Metro

Man injured from falling AC unit disappears, putting lawsuit in jeopardy

Anthony Franzese

Anthony Franzese is walking around — somewhere — with what might be a multimillion-dollar hole in his head.

But if he doesn’t turn up soon, he’ll never see a penny.

“I think he’s a little bit out of it, to tell you the truth,” said lawyer Stuart Shaw, who is repping the missing Franzese in a bizarre personal-injury lawsuit.

On Sept. 28, 2010, Franzese was standing outside his apartment building on Second Avenue in the East Village when an air conditioner fell from a sixth- story window, bouncing off an awning and striking him in the head.

“He was in a coma two weeks,” the lawyer said of Franzese, a decorated Vietnam War vet in his 60s. “And then in the hospital, while he was still in a coma, he had a heart attack.”

“Somehow,” the lawyer added, “he lived.”

Franzese stuck around long enough to get nine months of rehab and to file a $21 million liability lawsuit against landlord Zear, LLC, building manager Zenon Chernyk and the property’s insurers.

But about a year ago, Franzese vanished, his lawyer said, without bothering to sign the papers needed to pocket an unrelated, $25,000 rent-dispute settlement with his landlord.

“I don’t know what happened to him,” Shaw told The Post by phone, after Manhattan Supreme Court Justice Richard Braun ruled yesterday that he has only a few more months to subpoena medical records in hopes of finding Franzese.

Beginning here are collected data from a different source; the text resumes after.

PR #8823, opened 2025-12-23
Make organs inedible

noctyrnal:
## About the PR

title

## Why / Balance

marines kept being NRP and randomly eating organs, or accidentally eating them. no more NRP BE-baiting slop from my marines!

## Media

https://github.com/user-attachments/assets/f3dfc567-8dbf-409f-91ba-7c240e998e47

## Requirements

- [x] I have read and am following the [Pull Request and Changelog Guidelines](https://docs.spacestation14.com/en/general-development/codebase-info/pull-request-guidelines.html).
- [x] I have added media to this PR or it does not require an ingame showcase.

- [x] By submitting this code and/or assets, I confirm that I either own them or have provided the correct necessary licenses to use and distribute them. I agree to be fully responsible for any legal claims or issues arising from the use of these materials.

**Changelog**

:cl: noctyrnal
- add: Organs can no longer be eaten, you monster.

PR #9931, opened 2026-05-23
Fill All Organs with GreyMatter

PursuitInAshes:
## About the PR
Replaces #8823 . We'll leave it open to try this first and then only outright disable it if this still fails.
Gives the organ base 75 units of "Grey Matter" which will do 150 damage (Slightly less, like to 147, because the proteins will make them vomit or more depending on tox from proteins.) which will just barely crit someone or get them close. Grey matter processes faster and because of the quantity it means you have to take around 15~ bites of it to eat it entirely, so there is no "I didn't mean to eat it!" anymore, and if someone force feeds you, you have ample time to walk away.

The organs all get grinded into nutriment by default, so as long as nobody overwrites it later we're not giving out the ability to get "GreyMatter".

The only concern I have is the fact we don't reallyyy have a way to heal cellular damage, but its so small from one bite I am unsure if its a big issue for accidentally and it will stop people from eating them "for funny", probably needs discussed though.

## Why / Balance
Meant to discourage people from doing something that can become an RP issue really quickly.

## Technical details
Increased max vol and then filled it with grey matter, did the same to entities that would have overwritten it.

## Media
N/A

## Requirements

**Changelog**
:cl: PursuitinAshes
- tweak: Organs will now cause 75 units of grey matter to appear in your system, best to avoid eating them now.

### DIFF
--- a/Resources/Prototypes/Body/Organs/human.yml
+++ b/Resources/Prototypes/Body/Organs/human.yml
@@ -16,12 +16,12 @@
         - ReagentId: Nutriment
           Quantity: 10
       food:
-        maxVol: 35 # RMC14 - Increase Max Vol for CarpoToxin
+        maxVol: 80 # RMC14 - Increase Max Vol for GreyMatter
         reagents:
         - ReagentId: UncookedAnimalProteins
           Quantity: 5
-        - ReagentId: CarpoToxin # RMC14 - Add Carpotoxin to mechanically discourage eating organs.
-          Quantity: 30 # This is enough to deal 150 damage, after vomiting this will be slightly lower.
+        - ReagentId: GreyMatter # RMC14 - Add Grey Matter to all organs to mechanically discourage eating organs.
+          Quantity: 75 # This is enough to deal 150 clone damage, along vomiting/tox this will either place them just barely into crit or just below it.
   - type: FlavorProfile
     flavors:
       - people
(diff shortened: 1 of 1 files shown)


titowulk:
I'll just note that I am somewhat concerned this could lead to false positives with MP and the chef's sushi. If someone eats an unwarrantable amount of fish (which people absolutely do) I could see this leading to a false belief that someone may have eaten an organ. Leading to detainment if not outright brigging. Just a few days ago, I pulled someone with 40 carpotoxin in the system to med.

Similarly, if the chef is serving sushi, someone who has earnestly eaten organs could simply blame the chef. Possibly leading to the chef being yelled at by the MP for 'nearly killing someone'

Is there a different toxin source we could use?

AverageNotDoingAnythingEnjoyer:
We're supposed to have food processor which allows to remove toxins from food, such as xeno and carp meat
https://github.com/cmss13-devs/cmss13/blob/master/code/game/machinery/kitchen/processor.dm#L40

PursuitInAshes:
I'll see about changing it or making a different reagent to hopefully avoid the issue until we get the machine added. Not sure which will be easier

Drazamuffin:
Brains deal 5 genetic when eaten already, i am unsure of what reagent causes it though. I think it may just be a hard coded thing upon consumption which gets around being able to remove the toxin from food

CatAndHats (approved):
LGTM

DrSmugleaf (approved):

After that, the whole case gets dismissed.

“I don’t know if he lost his mind,” the lawyer said. “I mean, who would walk away from $25,000? Not even Donald Trump walks way from $25,000. And who walks away from a million dollars? And even the worst lawyer in New York City could win at least a million dollars in this case.”

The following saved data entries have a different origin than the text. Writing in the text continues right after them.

PR #9943, opened 2026-05-24
fix: prevent escape pods from landing on top of each other

Ian321:
## About the PR

This PR should fix the issue of escape pods and shuttles landing landing at the same position.

## Why / Balance

Happened to me in round 12251 that a pod crashed onto another preventing me from exiting my pod.

## Technical details

Hard to test because its random but the following should happen:

- Check if a blocker exists near the candidate location, try again if one does.
- Create a blocker on the planet on said location so that no other pod or lifeboat can crash land here.

The radius of `10` is definitely enough for pods but could be a bit too small for lifeboats. Might need some tuning if it keep happening.

## Media

https://github.com/user-attachments/assets/0261e572-41c2-4d00-9863-051b8ed613db

## Requirements

**Changelog**

:cl:
- fix: Escape pods and lifeboats should no longer crash land on top of each other.


Ian321:
Test fail unrelated and flaky.

Content.Shared/_RMC14/CrashLand/SharedCrashLandSystem.cs
```diff
@@ -252,6 +263,16 @@ public bool TryGetCrashLandLocation(out EntityCoordinates location)
...
                 location = _mapSystem.GridTileToLocal(grid, gridComp, tile);
+
+                if (blocking)
+                {
+                    var blockers = _entityLookup.GetEntitiesInRange<CrashLandingBlockedComponent>(location, _crashLandingBlockerRadius);
+                    if (blockers.Count > 0)
+                        continue;
+
+                    SpawnAtPosition(_crashLandingBlocker, location);
+                }
```
Vixting, line 276: make it query a reused hashset instead of looking them all up each time

Content.Shared/_RMC14/CrashLand/SharedCrashLandSystem.cs
```diff
@@ -54,6 +55,9 @@ public abstract partial class SharedCrashLandSystem : EntitySystem
 
     private EntityQuery<CrashLandableComponent> _crashLandableQuery;
 
+    private EntProtoId<CrashLandingBlockedComponent> _crashLandingBlocker = "RMCCrashLandingBlocker";
+    private float _crashLandingBlockerRadius = 10;
+
```
Vixting, line 61:
```suggestion
    private readonly HashSet<Entity<CrashLandingBlockedComponent>> _crashLandingBlockers = new();

```
reususe a hashset to store them

Vixting (changes requested):
Thanks for the pr, minor issue.

Content.Shared/_RMC14/CrashLand/SharedCrashLandSystem.cs
Ian321: How would I reset the hashset between rounds? The code is in shared, wouldn't that lead to miss-predictions as only the server would know all the locations?

Ian321: A better way might be to instead get all entities with the component and then check the distance for each.

Ian321: Looking into the implementation of `GetEntitiesInRange`, it already does that. So no need for a hashset because the ECS already does that.

Content.Shared/_RMC14/CrashLand/SharedCrashLandSystem.cs
```diff
@@ -252,6 +263,16 @@ public bool TryGetCrashLandLocation(out EntityCoordinates location)
                     continue;
 
                 location = _mapSystem.GridTileToLocal(grid, gridComp, tile);
+
+                if (blocking)
+                {
+                    var blockers = _entityLookup.GetEntitiesInRange<CrashLandingBlockedComponent>(location, _crashLandingBlockerRadius);
+                    if (blockers.Count > 0)
+                        continue;
```
Vixting:
```suggestion
                    _crashLandingBlockers.Clear();
                    _entityLookup.GetEntitiesInRange(location, _crashLandingBlockerRadius, _crashLandingBlockers);
                    if (_crashLandingBlockers.Count > 0)
```
like this

Ian321: If we always clear the set before filling it again what benefit do we get from having it?

Vixting: its just so you aren't creating a new hashset each time the loop runs

Ian321: Thanks for the explanation. I forgot that Clear only zeroes the memory and does not free it.

Vixting (approved):
LGTM

DrSmugleaf (approved):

Franzese appears to have no family and has definitely not returned to his old address.

“He refused to go back to that apartment because he was scared to death something else might fall on him,” the lawyer said.

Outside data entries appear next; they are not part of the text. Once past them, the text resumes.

PR #9963, opened 2026-05-29
Fixed three serious issues with xeno lag comp

### LINKED ISSUE #9957: Queen neurospit failing to register
Queen neuro shows as having hit on screen as queen but does not affect marines. Example videos in the discord bug thread linked below.

https://discord.com/channels/1168210010233376858/1467379328764346378

MidZik:
## About the PR

Predicted/lag compensated xeno projectiles should hit their targets much more reliably.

If Franzese doesn’t turn up, the property’s insurers will walk away without paying a penny toward the hundreds of thousands of dollars in hospital bills Franzese rang up, through no fault of his own, at two taxpayer-funded hospitals: Bellevue Medical Center and the Veterans Hospital on East 23rd Street.

“If I could speak to him right now, I’d say, first, ‘I hope you’re alive and well,’ and second, ‘It doesn’t have to be me to be the attorney, but you should go forward with this case,’ ” Shaw said. “Do it for the taxpayers. Don’t let this go.”